PR #380, opened 2017-02-08
Project submitted

mdjurdj1:


lib/board.rb
```diff
@@ -0,0 +1,49 @@
...
+   def turn_count
+      @cells.count {|cell| cell == "X" || cell == "O"}
+    end
+
+    def taken?(input)
+      @cells[input.to_i-1] == "X" || @cells[input.to_i-1] == "O" ? true : false
+    end
+
+    def valid_move?(input)
+      if input.to_i.between?(1,9) && !full? && !taken?(input)
```
cernanb: Same concept as above

`input.to_i.between?(1,9) && !taken?(input)`

lib/board.rb
```diff
@@ -0,0 +1,49 @@
...
+   def full?
+      @cells.include?(" ") ? false : true
+    end
+
+   def turn_count
+      @cells.count {|cell| cell == "X" || cell == "O"}
+    end
+
+    def taken?(input)
+      @cells[input.to_i-1] == "X" || @cells[input.to_i-1] == "O" ? true : false
```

What is being asked
Read the records above. Show each line that has the string "input".

Response
+    def taken?(input)
+      @cells[input.to_i-1] == "X" || @cells[input.to_i-1] == "O" ? true : false
+    def valid_move?(input)
+      if input.to_i.between?(1,9) && !full? && !taken?(input)
`input.to_i.between?(1,9) && !taken?(input)`
+    def taken?(input)
+      @cells[input.to_i-1] == "X" || @cells[input.to_i-1] == "O" ? true : false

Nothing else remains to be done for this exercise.